* [Data for this exercise]

PR #2159, opened 2026-06-09
Add triage dashboard with GitHub Pages auto-publish

ramkrishna2910:
## Summary

Introduces a self-contained triage dashboard for open issues + PRs, plus a workflow that regenerates it every ~15 minutes and publishes it to a **dedicated repo's** GitHub Pages.

- **`.github/scripts/triage_dashboard.py`** — fetches open items via `gh api`, emits a single HTML file with:
  - Histograms per label family (engine::, area::, runtime::, priority::, type, component, other, unlabeled)
  - An **Assignee** family showing assigned-vs-unassigned and per-user counts
  - **Date range filter** (filters by creation date)
  - Multi-filter drill-down: labels AND together; assignees within the Assignee family OR together
- **`.github/scripts/test_triage_dashboard.py`** — regression tests, run in the workflow before publishing.
- **`.github/workflows/triage-dashboard.yml`** — schedule (`7,22,37,52 * * * *`), `workflow_dispatch`, and on script/workflow pushes; builds the HTML and **pushes it to `lemonade-sdk/lemonade-triage` (`main` branch)**, which serves it at `https://lemonade-sdk.github.io/lemonade-triage/`.

### Why a separate repo (addresses @fl0rianr / @jeremyfowers review)

This repo's GitHub Pages already serves the production **lemonade-server.ai** site from the `website` branch (deploy-from-branch), and that site is only meant to refresh at release (`v*` tag) boundaries. A repo has exactly one Pages source, so deploying the dashboard from *this* repo's Pages would (a) collide with / replace the website and (b) republish it every 15 min. Publishing to a dedicated repo's Pages keeps the dashboard fully isolated — same pattern the org already uses for `lemonade-sdk/flatpak` → `lemonade-sdk.github.io/flatpak/`.

## Setup status

- ✅ **`lemonade-sdk/lemonade-triage`** created (public), Pages set to **Deploy from a branch → `main` / (root)** → `https://lemonade-sdk.github.io/lemonade-triage/`, and seeded with a current dashboard.
- ⏳ **Remaining (admin):** add a secret **`TRIAGE_DASHBOARD_TOKEN`** to *this* repo — a fine-grained PAT (or deploy token) with **contents: write** on `lemonade-sdk/lemonade-triage` — so the scheduled workflow can push refreshes.

image

### DIFF
--- a/.github/scripts/triage_dashboard.py
+++ b/.github/scripts/triage_dashboard.py
@@ -113,6 +113,9 @@ HTML_TEMPLATE = """<!doctype html>
   .family { margin-bottom: 24px; }
   .family h2 { font-size: 12px; font-weight: 600; text-transform: uppercase; letter-spacing: 0.5px; color: var(--muted); margin: 0 0 8px; display: flex; align-items: center; gap: 8px; }
   .family h2 .swatch { width: 10px; height: 10px; border-radius: 2px; display: inline-block; }
+  .family h2 .chevron { display: inline-block; width: 10px; color: var(--muted); font-size: 10px; }
+  .family h2 .family-count { color: var(--muted); font-weight: 500; font-variant-numeric: tabular-nums; margin-left: 4px; }
+  .family.collapsible h2:hover { color: var(--fg); }
   .label-row { display: grid; grid-template-columns: 1fr 36px; gap: 8px; align-items: center; padding: 4px 6px; border-radius: 4px; cursor: pointer; margin: 2px 0; }
   .label-row:hover { background: var(--panel); }
   .label-row.active { background: var(--panel-2); outline: 1px solid var(--link); }
@@ -177,7 +180,7 @@ HTML_TEMPLATE = """<!doctype html>
 <div class="footer">Re-run <code>python .github/scripts/triage_dashboard.py</code> to refresh.</div>
 <script>
 const DATA = __DATA__;
-const FAMILY_ORDER = ["assignee::", "engine::", "area::", "runtime::", "priority::", "type", "component", "other", "__unlabeled__"];
+const FAMILY_ORDER = ["engine::", "area::", "runtime::", "priority::", "type", "component", "other", "__unlabeled__", "assignee::"];
 const FAMILY_META = {
   "assignee::":    {name: "Assignee",   color: "var(--link)",       description: "Assigned vs. unassigned · click a user to filter"},
   "engine::":      {name: "Engine",     color: "var(--engine)",     description: "Backend / inference engine"},
@@ -231,6 +234,7 @@ function buildFamilies(items) {
 let activeFilters = new Set();
 let dateFrom = null;  // "YYYY-MM-DD" or null
 let dateTo = null;    // "YYYY-MM-DD" or null
+const collapsedFamilies = new Set(["assignee::"]);  // assignee family is hidden by default
 const families = buildFamilies(DATA);
 
 function prettyFilterName(f) {
@@ -259,22 +263,36 @@ function renderFamilies() {
     const labels = families[fname];
     if (Object.keys(labels).length === 0) continue;
     const meta = FAMILY_META[fname];
-    const max = Math.max(...Object.values(labels));
-    const section = document.createElement("div");
-    section.className = "family";
-    section.innerHTML = `<h2><span class="swatch" style="background:${meta.color}"></span>${meta.name} <span style="font-weight:400; text-transform:none; letter-spacing:0; opacity:0.7;">— ${meta.description}</span></h2>`;
     const entries = Object.entries(labels).sort((a, b) => b[1] - a[1]);
-    for (const [lbl, count] of entries) {
-      const row = document.createElement("div");
-      row.className = "label-row" + (activeFilters.has(lbl) ? " active" : "");
-      const pct = (count / max * 100).toFixed(0);
-      const displayName = prettyFilterName(lbl);
-      row.innerHTML = `
-        <div class="label-name">${escape(displayName)}<div class="bar" style="background:${meta.color}; width:${pct}%"></div></div>
-        <div class="label-count">${count}</div>
-      `;
-      row.addEventListener("click", () => toggleFilter(lbl));
-      section.appendChild(row);
+    const total = entries.reduce((s, e) => s + e[1], 0);
+    const max = Math.max(...Object.values(labels));
+    const collapsible = fname === "assignee::";
+    const isCollapsed = collapsible && collapsedFamilies.has(fname);
+    const section = document.createElement("div");
+    section.className = "family" + (collapsible ? " collapsible" : "");
+    const chevron = collapsible ? `<span class="chevron">${isCollapsed ? "▸" : "▾"}</span>` : "";
+    const countBadge = collapsible ? `<span class="family-count">${total}</span>` : "";
+    section.innerHTML = `<h2${collapsible ? ' style="cursor:pointer; user-select:none;"' : ""}>${chevron}<span class="swatch" style="background:${meta.color}"></span>${meta.name}${countBadge} <span style="font-weight:400; text-transform:none; letter-spacing:0; opacity:0.7;">— ${meta.description}</span></h2>`;
+    if (collapsible) {
+      section.querySelector("h2").addEventListener("click", () => {
+        if (collapsedFamilies.has(fname)) collapsedFamilies.delete(fname);
+        else collapsedFamilies.add(fname);
+        renderFamilies();
+      });
+    }
+    if (!isCollapsed) {
+      for (const [lbl, count] of entries) {
+        const row = document.createElement("div");
+        row.className = "label-row" + (activeFilters.has(lbl) ? " active" : "");
+        const pct = (count / max * 100).toFixed(0);
+        const displayName = prettyFilterName(lbl);
+        row.innerHTML = `
+          <div class="label-name">${escape(displayName)}<div class="bar" style="background:${meta.color}; width:${pct}%"></div></div>
+          <div class="label-count">${count}</div>
+        `;
+        row.addEventListener("click", () => toggleFilter(lbl));
+        section.appendChild(row);
+      }
     }
     wrap.appendChild(section);
   }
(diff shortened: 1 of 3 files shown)


.github/scripts/triage_dashboard.py
```diff
@@ -0,0 +1,477 @@
...
+    print(f"Fetching open issues + PRs from {args.repo}…", file=sys.stderr)
+    items = fetch_items(args.repo)
+    print(f"  fetched {len(items)} items", file=sys.stderr)
+
+    now = datetime.now(timezone.utc).strftime("%Y-%m-%d %H:%M UTC")
+    html = (
+        HTML_TEMPLATE
+        .replace("__REPO__", args.repo)
+        .replace("__GENERATED_AT__", now)
+        .replace("__DATA__", json.dumps(items))
```
fl0rianr: This embeds GitHub-provided issue/PR data directly into a `<script>` block. The later DOM escaping does not protect this injection point: a title/label containing `</script>` can terminate the script tag before the JS renderer runs.

Please serialize this with script-safe JSON escaping, e.g. escape <, >, &, U+2028 and U+2029 before replacing __DATA__, and ideally add a regression case with a malicious title such as `</script><script>alert(1)</script>`.

.github/workflows/triage-dashboard.yml
```diff
@@ -0,0 +1,53 @@
...
+    branches: [main]
+    paths:
+      - ".github/scripts/triage_dashboard.py"
+      - ".github/workflows/triage-dashboard.yml"
+
+permissions:
+  contents: read
+  pages: write
+  id-token: write
+
```
fl0rianr: Can we scope these permissions per job instead of granting Pages/OIDC permissions workflow-wide?

The build job only needs to check out the repo and read issues/PRs, while pages: write and id-token: write are only required by the deploy job. GitHub also recommends granting the GITHUB_TOKEN the least required access, and the Pages docs show pages: write / id-token: write as deploy-job requirements rather than build-job requirements.

Suggested shape:

```yaml
jobs:
  build:
    permissions:
      contents: read
      issues: read

  deploy:
    permissions:
      pages: write
      id-token: write

File: .github/workflows/triage-dashboard.yml [hunk 3]
```diff
@@ -0,0 +1,53 @@
...
+          GH_TOKEN: ${{ secrets.GITHUB_TOKEN }}
+        run: |
+          mkdir -p _site
+          python .github/scripts/triage_dashboard.py \
+            --repo "${{ github.repository }}" \
+            --output _site/index.html
+
+      - uses: actions/upload-pages-artifact@v3
+        with:
+          path: _site
```
fl0rianr: Nit: The current GitHub Pages docs use actions/upload-pages-artifact@v4. Since this PR introduces a new Pages workflow, can we start on the current major version here?

.github/scripts/triage_dashboard.py
```diff
@@ -0,0 +1,477 @@
...
+        if label.startswith(prefix):
+            return prefix
+    if label in TYPE_LABELS:
+        return "type"
+    if label in COMPONENT_LABELS:
+        return "component"
+    return "other"
+
+
+def build_summary(items):
```
fl0rianr: Looks unused after the dashboard logic moved client-side. Can we remove this helper to keep the script smaller?

fl0rianr (changes requested):
Thanks for adding this — the dashboard is useful, but not fully ready IMO see comments below:

.github/scripts/triage_dashboard.py
ramkrishna2910: Fixed in 4016b2fe. Added a `script_safe_json()` helper that escapes `<`, `>`, `&` to `<`/`>`/`&` plus `U+2028`/`U+2029`, and `__DATA__` is now serialized through it instead of raw `json.dumps`. A `</script>` in any title/label can no longer terminate the script tag. Added regression tests in `.github/scripts/test_triage_dashboard.py` covering the `</script><script>alert(1)</script>` payload (both at the serializer level and end-to-end on the generated HTML).

.github/workflows/triage-dashboard.yml
ramkrishna2910: Done in 4016b2fe. Removed the workflow-wide `permissions` block and scoped per job: `build` now has only `contents: read` + `issues: read`, and `deploy` has `pages: write` + `id-token: write`.

.github/workflows/triage-dashboard.yml
ramkrishna2910: Done in 4016b2fe — bumped to `actions/upload-pages-artifact@v4`.

.github/scripts/triage_dashboard.py
ramkrishna2910: Removed in 4016b2fe. Confirmed it had no remaining callers (the summary is computed client-side in `buildFamilies`).

.github/workflows/triage-dashboard.yml
```diff
@@ -0,0 +1,54 @@
...
+      - uses: actions/setup-python@v5
+        with:
+          python-version: "3.11"
+
+      - name: Generate dashboard
+        env:
+          GH_TOKEN: ${{ secrets.GITHUB_TOKEN }}
+        run: |
+          mkdir -p _site
+          python .github/scripts/triage_dashboard.py \
```
fl0rianr, line 48: Nice, thanks for adding the regression tests. Could we also run them in this workflow before generating/publishing the dashboard?

Right now the Pages workflow only generates _site/index.html; the new test_triage_dashboard.py is present, but I do not see it being executed here. Since this test covers the script-context escaping security fix, it would be good to make the build fail before publishing if this regresses.

For example:

```yaml
      - name: Run dashboard tests
        run: python .github/scripts/test_triage_dashboard.py

File: .github/workflows/triage-dashboard.yml [hunk 6]
```diff
@@ -0,0 +1,54 @@
+name: Triage dashboard
+
+on:
+  schedule:
+    - cron: "*/15 * * * *"
```
fl0rianr: Small scheduling nit: this still runs at minute 0 of every hour. GitHub documents that scheduled workflows can be delayed or even dropped during high-load periods, and specifically mentions the start of every hour. Could we offset the same 15-minute cadence, e.g. `7/15 * * * *` or `13,28,43,58 * * * *`?

fl0rianr (commented):
Thanks for the quick fixes — I re-checked and the main issues from my previous review look addressed now.

I left two small follow-ups: wiring the new regression tests into the dashboard workflow, and offsetting the scheduled run away from minute 0. Neither changes the overall direction — this looks close.

.github/workflows/triage-dashboard.yml
ramkrishna2910: Done in 846d1e88. Added a **Run dashboard tests** step that runs `python .github/scripts/test_triage_dashboard.py` before the dashboard is generated, so the build fails before publishing if the script-context escaping fix ever regresses.

.github/workflows/triage-dashboard.yml
ramkrishna2910: Done in 846d1e88. Offset the same 15-minute cadence off minute 0 — cron is now `7,22,37,52 * * * *`.

fl0rianr:
Small follow-up: since this workflow now runs `.github/scripts/test_triage_dashboard.py`, should we include that file in the `push.paths` filter too?

Otherwise changes that only touch the test file will not trigger this workflow.

```yaml
      - ".github/scripts/test_triage_dashboard.py"
```
After you consider that, let me know and I'll approve.

.github/workflows/triage-dashboard.yml
```diff
@@ -0,0 +1,57 @@
...
+    runs-on: ubuntu-latest
+    permissions:
+      pages: write
+      id-token: write
+    environment:
+      name: github-pages
+      url: ${{ steps.deployment.outputs.page_url }}
+    steps:
+      - id: deployment
+        uses: actions/deploy-pages@v4
```
jeremyfowers: Ensure that this doesn't collide with the rest of the website.

Ensure that this doesn't update the entire website between release boundaries.

ramkrishna2910:
Good catch — done in b982d44. Added `.github/scripts/test_triage_dashboard.py` to the `push.paths` filter so test-only changes also trigger the workflow. Ready for another look. 🙏

.github/workflows/triage-dashboard.yml
ramkrishna2910: Good catch — both confirmed and now fixed.

I checked the live Pages config: this repo serves **lemonade-server.ai** via deploy-from-branch (`website` branch, `/docs`, CNAME `lemonade-server.ai`), built by `publish-website.yml` only on `v*` tags. The dashboard's old `actions/deploy-pages` flow needed this repo's single Pages source flipped to "GitHub Actions", which would have (1) replaced the website and (2) republished it every 15 min — exactly your two concerns.

Reworked the workflow to push the generated HTML to a **dedicated repo's** Pages instead — `lemonade-sdk/triage` (`gh-pages`) → `lemonade-sdk.github.io/triage/` — so it never touches this repo's Pages. Same pattern already used for `lemonade-sdk/flatpak`. Updated the PR description with the one-time setup (create `lemonade-sdk/triage`, point its Pages at `gh-pages`, add a `TRIAGE_DASHBOARD_TOKEN` secret with contents:write on that repo).

One thing that needs an admin/org action before merge: creating `lemonade-sdk/triage` and adding the token secret — happy to coordinate on naming if you'd prefer a different repo.

ramkrishna2910: Added a new repo so we dont have github pages conflict.

fl0rianr (approved):
LGTM, thanks for the great work.

**Please** make sure TRIAGE_DASHBOARD_TOKEN is added to this repo with `contents: write` on lemonade-sdk/lemonade-triage

ramkrishna2910:
> LGTM, thanks for the great work.
> 
> **Please** make sure TRIAGE_DASHBOARD_TOKEN is added to this repo with `contents: write` on lemonade-sdk/lemonade-triage

This has been added.

PR #2165, opened 2026-06-09
fix: corrupted dowload speed/eta during finalizing

### LINKED ISSUE #2162: Download manager in the app shows small and undefined download speed during SHA check
Image

Right now the model downloads, then the SHA check begins. Nothing is downloaded during the SHA check, so the download rate rolling average trends towards 0 B/s, and then becomes undefined.

Maybe it ought to say "checking SHA" instead of this?

fl0rianr:
## Summary

* Show `finalizing...` after all known download bytes have been transferred but the job is still running
* Hide download speed during this finalization phase to avoid misleading `0 B/s` or undefined speed values
* Keep the change frontend-only and minimal for SHA checks and backend unpack/install finalization

Closes #2162

### DIFF
--- a/src/app/src/renderer/DownloadManager.tsx
+++ b/src/app/src/renderer/DownloadManager.tsx
@@ -184,6 +184,13 @@ const DownloadManager: React.FC<DownloadManagerProps> = ({ isVisible, onClose })
     }
   };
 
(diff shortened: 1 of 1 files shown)


jeremyfowers:
@claude review

jeremyfowers (approved):
Thanks for the quick fix!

* [What you are asked to do] In the listing above, find the line containing "ramkrishna2910: Done in 846d1e88. Offset" and the line containing "Small follow-up: since", then retype both and every line between them exactly, with nothing else.

* [Final answer]
ramkrishna2910: Done in 846d1e88. Offset the same 15-minute cadence off minute 0 — cron is now `7,22,37,52 * * * *`.

fl0rianr:
Small follow-up: since this workflow now runs `.github/scripts/test_triage_dashboard.py`, should we include that file in the `push.paths` filter too?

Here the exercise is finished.